In 2000, the international magazine The Economist carried a front page that said ‘Africa: The Hopeless Continent’. It is one of those magazine covers and the contents therein, that have gone down in modern folklore. What the cover dared to say was what many felt but did not have the nerve to say.

If one thinks back, this was a time when there were hopeful noises about the progress across the continent. Remember, this was the year the Organisation of African Union (OAU) morphed into the African Union (AU), with all the attendant optimism of ‘a new dawn’. It is true that some of that optimism has dissipated; nonetheless, it seems as if that ‘slap in the face’ was the wake-up call the continent needed. Of course, the truth is a lot more nuanced than that. After all, it’s not as if African nations decided en masse to respond to the magazine’ criticisms and get their houses in order.

For many Africans, the frustrations stemmed from a frustration, bordering on disgust that for many years the world outside of Africa only seemed intent on mentioning the worst there was to offer. Two years before the Newsweek cover story, Keith B Richburg, an African-American, who had served for four years in Rwanda, Somalia and South Africa as a correspondent for The Washington Post wrote ‘Out of America’. Richburg’s book angered many, especially shattering the illusion that African-Americans had some empathy (or sympathy) with their brethren of similar hue.
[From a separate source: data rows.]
PR #10796, opened 2025-10-22
Bring over RR cookies code into @remix-run/cookie package

brophdawg11:
Adds a new `@remix-run/cookie` package - brought over from https://github.com/remix-run/react-router/blob/main/packages/react-router/lib/server-runtime/cookies.ts

### DIFF
--- a/packages/interaction/README.md
+++ b/packages/interaction/README.md
@@ -73,7 +73,7 @@ on(listItem, {
 
 Import builtins from their modules (for example, `@remix-run/interaction/press`, `@remix-run/interaction/keys`). Some interactions may coordinate with others (for example, calling `event.preventDefault()` in one listener can prevent a related interaction from firing).
 
-You can also [create your own interactions](#interactions).
+You can also [create your own interactions](#custom-interactions).
 
 ### Async listeners and reentry protection
 
@@ -193,7 +193,7 @@ on(button, {
 })
 ```
 
-## Interactions
+## Custom Interactions
 
 Define semantic interactions that can dispatch custom events and be reused declaratively.
 


packages/cookie/src/lib/cookie.test.ts
```diff
@@ -0,0 +1,201 @@
+import * as assert from 'node:assert/strict'
```
brophdawg11, line 3: Tests converted from jest to node

packages/cookie/src/index.ts
```diff
@@ -0,0 +1 @@
+export { createCookie, isCookie } from './lib/cookie.ts'
```
brophdawg11: React Router also currently exports `type IsCookieFunction` as public API but I wasn't sure what exactly that was necessary for?  Happy to add that back in here if needed - I personally just tend to do `typeof isCookie` when I run into those cases.

packages/cookie/package.json
```diff
@@ -0,0 +1,57 @@
+{
+  "name": "@remix-run/cookie",
+  "version": "0.1.0",
+  "description": "A toolkit for working with cookies in JavaScript",
+  "author": "Michael Jackson <mjijackson@gmail.com>",
```
brophdawg11, line 5: I copied this from `headers` and altered accordingly.

We should probably swap these all over to `hello@remix.run` now that they're migrated into the Remix repo?

packages/cookie/LICENSE
```diff
@@ -0,0 +1,21 @@
+MIT License
+
+Copyright (c) 2024 Michael Jackson
```
brophdawg11, line 3: Should this be updated across the board now that it's moved into the Remix repo?

packages/cookie/package.json
```diff
@@ -0,0 +1,57 @@
...
+  "dependencies": {
+    "cookie": "^1.0.2"
+  },
+  "devDependencies": {
+    "@types/node": "^24.6.0",
+    "esbuild": "^0.25.10"
+  },
+  "scripts": {
+    "build": "pnpm run clean && pnpm run build:types && pnpm run build:esm",
+    "build:esm": "esbuild src/index.ts --bundle --external:cookie --outfile=dist/index.js --format=esm --platform=neutral --sourcemap",
```
brophdawg11: Single runtime dep on `cookie` which is marked external for the build

packages/cookie/src/index.ts
mjackson: Agree, we don't need `IsCookieFunction`.

packages/cookie/CHANGELOG.md
```diff
@@ -0,0 +1,5 @@
+# `@remix-run/cookie` CHANGELOG
+
+This is the changelog for [`@remix-run/cookie`](https://github.com/remix-run/remix/tree/main/packages/cookie). It follows [semantic versioning](https://semver.org/).
+
+## HEAD
```
mjackson:
```suggestion
## Unreleased

- This is the initial release of this package.
```

packages/cookie/LICENSE
mjackson: Yep, let's update these to Shopify

packages/cookie/package.json
mjackson: Yep, that works 👍

packages/cookie/src/lib/cookie.ts
```diff
@@ -0,0 +1,229 @@
...
+    },
+  }
+}
+
+type IsCookieFunction = (object: any) => object is Cookie
+
+/**
+ * Returns true if an object is a Remix cookie container.
+ */
+export const isCookie: IsCookieFunction = (object): object is Cookie => {
```
mjackson: Make this a regular `function` and ditch the `IsCookieFunction` type entirely.

packages/cookie/src/lib/cookie.ts
```diff
@@ -0,0 +1,229 @@
...
+   * Serializes the given value to a string and returns the `Set-Cookie`
+   * header.
+   */
+  serialize(value: any, options?: SerializeOptions): Promise<string>
+}
+
+/**
+ * Creates a logical container for managing a browser cookie from the server.
+ */
+export const createCookie = (name: string, cookieOptions: CookieOptions = {}): Cookie => {
```
mjackson: Make this a regular `function`.

packages/cookie/src/lib/crypto.ts
```diff
@@ -0,0 +1,50 @@
+const encoder = /* @__PURE__ */ new TextEncoder()
+
+export const sign = async (value: string, secret: string): Promise<string> => {
```
mjackson: Make this a regular `function`.

packages/cookie/src/lib/crypto.ts
```diff
@@ -0,0 +1,50 @@
+const encoder = /* @__PURE__ */ new TextEncoder()
```
mjackson: This isn't a proper use of `/* @__PURE__ */`. Let's remove it.

packages/cookie/src/lib/crypto.ts
```diff
@@ -0,0 +1,50 @@
...
+export const sign = async (value: string, secret: string): Promise<string> => {
+  let data = encoder.encode(value)
+  let key = await createKey(secret, ['sign'])
+  let signature = await crypto.subtle.sign('HMAC', key, data)
+  let hash = btoa(String.fromCharCode(...new Uint8Array(signature))).replace(/=+$/, '')
+
+  return value + '.' + hash
+}
+
+export const unsign = async (cookie: string, secret: string): Promise<string | false> => {
```
mjackson: Make this a regular `function`.

packages/cookie/src/lib/crypto.ts
```diff
@@ -0,0 +1,50 @@
...
+    return valid ? value : false
+  } catch (error: unknown) {
+    // atob will throw a DOMException with name === 'InvalidCharacterError'
+    // if the signature contains a non-base64 character, which should just
+    // be treated as an invalid signature.
+    return false
+  }
+}
+
+const createKey = async (secret: string, usages: CryptoKey['usages']): Promise<CryptoKey> =>
```
mjackson: Make this a regular `function`.

packages/cookie/package.json
mjackson: Let's go ahead and bundle the `cookie` dep. I believe this means we can move `cookie` from `dependencies` to `devDependencies` since we only ever need it at build/test time, and not in production.

mjackson (changes requested):
Thanks for the PR!

packages/cookie/src/lib/cookie.ts
brophdawg11: oh good - I'm so glad you prefer this syntax too 😂

packages/cookie/src/lib/cookie.ts
```diff
@@ -0,0 +1,227 @@
...
+   * Parses a raw `Cookie` header and returns the value of this cookie or
+   * `null` if it's not present.
+   */
+  parse(cookieHeader: string | null, options?: ParseOptions): Promise<any>
+
+  /**
+   * Serializes the given value to a string and returns the `Set-Cookie`
+   * header.
+   */
+  serialize(value: any, options?: SerializeOptions): Promise<string>
```
MichaelDeBoey: I think we should use `unknown` instead of `any` for the reasons explained in https://www.typescriptlang.org/docs/handbook/declaration-files/do-s-and-don-ts.html#any

```suggestion
  serialize(value: unknown, options?: SerializeOptions): Promise<string>
```

packages/cookie/src/lib/cookie.ts
```diff
@@ -0,0 +1,227 @@
...
+        ...serializeOptions,
+      })
+    },
+  }
+}
+
+/**
+ * Returns true if an object is a Remix cookie container.
+ */
+export function isCookie(object: any): object is Cookie {
```
MichaelDeBoey:
```suggestion
export function isCookie(object: unknown): object is Cookie {
```

packages/cookie/src/lib/cookie.ts
```diff
@@ -0,0 +1,227 @@
...
+  return (
+    object != null &&
+    typeof object.name === 'string' &&
+    typeof object.isSigned === 'boolean' &&
+    typeof object.parse === 'function' &&
+    typeof object.serialize === 'function'
+  )
+}
+
+async function encodeCookieValue(value: any, secrets: string[]): Promise<string> {
```
MichaelDeBoey:
```suggestion
async function encodeCookieValue(value: unknown, secrets: string[]): Promise<string> {
```

packages/cookie/src/lib/cookie.ts
```diff
@@ -0,0 +1,227 @@
...
+      }
+    }
+
+    return null
+  }
+
+  return decodeData(value)
+}
+
+function encodeData(value: any): string {
```
MichaelDeBoey:
```suggestion
function encodeData(value: unknown): string {
```

packages/cookie/src/lib/cookie.ts
```diff
@@ -0,0 +1,227 @@
...
+  return btoa(myUnescape(encodeURIComponent(JSON.stringify(value))))
+}
+
+function decodeData(value: string): any {
```
MichaelDeBoey:
```suggestion
function decodeData(value: string): unknown {
```

packages/cookie/README.md
```diff
@@ -0,0 +1,307 @@
...
+**Properties:**
+
+- `name: string` - The cookie name (readonly)
+- `isSigned: boolean` - Whether the cookie uses signing (readonly)
+- `expires?: Date` - Calculated expiration date (readonly)
+
+**Methods:**
+
+- `parse(cookieHeader: string | null, options?: ParseOptions): Promise<any>` - Parse cookie value from header
+- `serialize(value: any, options?: SerializeOptions): Promise<string>` - Serialize value to Set-Cookie header
```
MichaelDeBoey:
```suggestion
- `serialize(value: unknown, options?: SerializeOptions): Promise<string>` - Serialize value to Set-Cookie header
```

packages/cookie/README.md
```diff
@@ -0,0 +1,307 @@
...
+
+### `isCookie(object)`
+
+Type guard to check if an object is a cookie container.
+
+**Parameters:**
+
+- `object: any` - Object to test
```
MichaelDeBoey:
```suggestion
- `object: unknown` - Object to test
```

MichaelDeBoey (changes requested):

brophdawg11:
@mjackson I updated this with the same thing we did in the session PR:

* `interface Cookie` + `function createCookie` are now collapsed into `class Cookie`
* `isCookie` removed in favor of `instanceof Cookie`

packages/cookie/src/lib/cookie.ts
```diff
@@ -0,0 +1,206 @@
...
+    } else {
+      return null
+    }
+  }
+
+  /**
+   * Serializes the given value to a string and returns the `Set-Cookie`
+   * header.
+   */
+  async serialize(value: unknown, serializeOptions?: SerializeOptions): Promise<string> {
```
mjackson: I have a feeling we should use `value: string` here instead of letting people use any JS value.

One piece of feedback we got in Remix v1 that stuck with me over the years is that anyone who wants to take a look at the value of a cookie needs a JSON parser, because we run everything through `JSON.stringify`. This makes it tricky (and slow) for anyone who is using a reverse proxy and wants to do some kind of routing based on its value. Even if they give us a string, e.g. `cookie.serialize('string value')`, we still encode it as JSON in `encodeData`, so they still need to parse the JSON at some point.

Forcing a `string` value here will also simplify our implementation and cut down on the number of tests we need for different JS value types.

Also, if someone wants to store arbitrary JS values in cookies, they can always do it themselves with `cookie.serialize(JSON.stringify(value))` and `JSON.parse(await cookie.parse(header))`. This will be safe since the return type of `cookie.parse()` will be `Promise<string>`.

packages/cookie/README.md
```diff
@@ -0,0 +1,253 @@
...
+
+// Malformed cookie values return empty object or null
+await cookie.parse('test=invalid-base64@#$') // {}
+
+// Signed cookies with bad signatures return null
+let signedCookie = new Cookie('signed', { secrets: ['secret'] })
+await signedCookie.parse('signed=value.badsignature') // null
+```
+
+## API Reference
```
mjackson: We can leave this section out of the README. We will work on auto-generating API docs for everything here at some point soon.

packages/cookie/src/lib/cookie.ts
brophdawg11: awesome yeah that was something I meant to ask next time we synced up because folks have asked a few times to be able to customize the encoding, so it feels right to just get out of that game entirely.

brophdawg11: Just to confirm - you want to remove with `JSON.stringify`/`JSON.parse` _and_ `btoa`/`atob` right?  It's the latter base-64 encoding folks have mostly complained about IIRC because it makes it harder for them to debug cookie values

brophdawg11: nvm I think we still need the base64 for utf8 chars :/

mjackson: Yeah the purpose isn't to make this human readable. It's to simplify the process of reading cookies in a non-JS environment, like a reverse proxy. base64 decoding is trivial to do. JSON is much more difficult.

brophdawg11: Removed in https://github.com/remix-run/remix/pull/10796/commits/b8db25082a2b357d4149ae467b926dd6bf16666d

packages/cookie/src/index.ts
```diff
@@ -1 +1,6 @@
-export { Cookie, type CookieOptions } from './lib/cookie.ts'
+export {
+  Cookie,
+  type CookieOptions,
+  type CookieParseOptions,
+  type CookieSerializeOptions,
```
brophdawg11: `CookieParseOptions`/`CookieSerializeOptions` are re-exported out from here so the `@remix-run/session` package can get them without having a dep on `cookie-es`

packages/cookie/package.json
```diff
@@ -33,12 +33,12 @@
   },
   "devDependencies": {
     "@types/node": "^24.6.0",
-    "cookie": "^1.0.2",
+    "cookie-es": "^2.0.0",
```
brophdawg11: ESM friendly port of `cookie`: https://www.npmjs.com/package/cookie-es, avoids needing the `--main-fields=main` change I had to add below to get `cookie` working

packages/cookie/README.md
brophdawg11: https://github.com/remix-run/remix/pull/10796/commits/6f1d7fb41953e79a18d13f2eed1bcde76d3e8c10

Richburg made it plain he had neither. And, you read the book feeling he was almost grateful that slavery had put him at arm’s length from Africans.

The feelings of anger and frustration also reflected at Newsweek also reflected the fact that Africans have long been aware that we belong to a continent that has always suffered from lazy stereotyping; from the notion that we are all alike to the refusal to acknowledge the good things happening across the continent. And, most galling of all, being a respected organ, many were likely to take the Newsweek view as being correct. If nothing else, it saved on having to do one’s own research!

With all this baggage to contend with, imagine my surprise and delight to find the British newspaper the Observer devoting 26 pages of its 26 August edition to what it called ‘The New Africa’.  And, the paper did not try and hide behind criticising others; it stated “For years we’ve been telling the same old stories from the African continent. Poverty, disease, corruption, HIV and drought. But that script is starting to change. Welcome to the New Africa”

The paper is as good as its word. Across the ensuing pages, we see an Africa that will be much more recognisable to Africans; a continent that is doing its own re-branding without recourse to expensive advertising campaigns. The Africa of innovative mobile phone usage now copied around the world, of entrepreneurs, writers, musicians, scholars, bankers, corruption whistleblowers and so on. In short, that kind of Africa Africans have always known exists. Welcome world!